--- Material for this exercise Enclosed Below ---

PR #3318, opened 2019-06-23
Absubmit improvements

SusannaMaria:
just wanted to have the possibility to skip items which have already Acousticbrainz data (which is now default). 
-force will go back to the old behavior
-dry will show only the items which would be processed

see
https://discourse.beets.io/t/acousticbrainz-for-big-libraries/378

### DIFF
--- a/beetsplug/absubmit.py
+++ b/beetsplug/absubmit.py
@@ -160,7 +160,7 @@ class AcousticBrainzSubmitPlugin(plugins.BeetsPlugin):
                     item=item, error=e
                 )
                 return None
-            with open(filename, 'rb') as tmp_file:
+            with open(filename, 'r') as tmp_file:
                 analysis = json.load(tmp_file)
             # Add the hash to the output.
             analysis['metadata']['version']['essentia_build_sha'] = \
--- a/beetsplug/absubmit.py
+++ b/beetsplug/absubmit.py
@@ -58,8 +58,10 @@ class AcousticBrainzSubmitPlugin(plugins.BeetsPlugin):
         self.config.add({
             'extractor': u'',
             'force': False,
-            'dry': False
+            'pretend': False
         })
+
+        self.PROBE_FIELD = 'mood_acoustic'
 
         self.extractor = self.config['extractor'].as_str()
         if self.extractor:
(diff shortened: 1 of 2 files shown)


sampsyo:
Looks great!! FWIW, we have used `--pretend` in the past as the name for this option instead of `--dry`. Would you be OK with using that name?

docs/plugins/absubmit.rst
```diff
@@ -34,12 +44,20 @@ will also skip music that the analysis tool doesn't support.
...
+- **auto**: Analyze every file on import. Otherwise, you need to use the
+  ``beet absubmit`` command explicitly.
   Default: ``no``
 - **extractor**: The absolute path to the `streaming_extractor_music`_ binary.
   Default: search for the program in your ``$PATH``
+- **force**: Analyze items and submit of AcousticBrainz data even for tracks
+  that already have it.
+  Default: ``no``.
+- **dry**: No analyze and submit of AcousticBrainz data but print out the
+  items which would be processed
```
sampsyo: “No” -> “Do not”. Also, missing a period here.

beetsplug/absubmit.py
```diff
@@ -113,12 +128,22 @@ def analyze_submit(self, item):
 
     def _get_analysis(self, item):
         mbid = item['mb_trackid']
+
         # If file has no mbid skip it.
+        if not self.opts.force_refetch and not self.config['force']:
+            mood_str = item.get('mood_acoustic', u'')
+            if mood_str:
+                return None
```
sampsyo: This simpler version would also suffice:

```
if not item.get('mood_acoustic'):
    return None
```

Maybe it would also make sense to move this "probe field" name to a module-level constant?

SusannaMaria:
> Looks great!! FWIW, we have used `--pretend` in the past as the name for this option instead of `--dry`. Would you be OK with using that name?
okay for sure

docs/plugins/absubmit.rst
SusannaMaria: Okay thx for the fast review. Your project is fun to work with.

sampsyo:
Awesome; thank you!! Merged with a few small tweaks. :sparkles:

--- End of Enclosed Material for this exercise ---

Exercise goal » Would you copy out every line in the records that includes the string "have"?

Result of the exercise »
just wanted to have the possibility to skip items which have already Acousticbrainz data (which is now default). 
Looks great!! FWIW, we have used `--pretend` in the past as the name for this option instead of `--dry`. Would you be OK with using that name?
+  that already have it.
> Looks great!! FWIW, we have used `--pretend` in the past as the name for this option instead of `--dry`. Would you be OK with using that name?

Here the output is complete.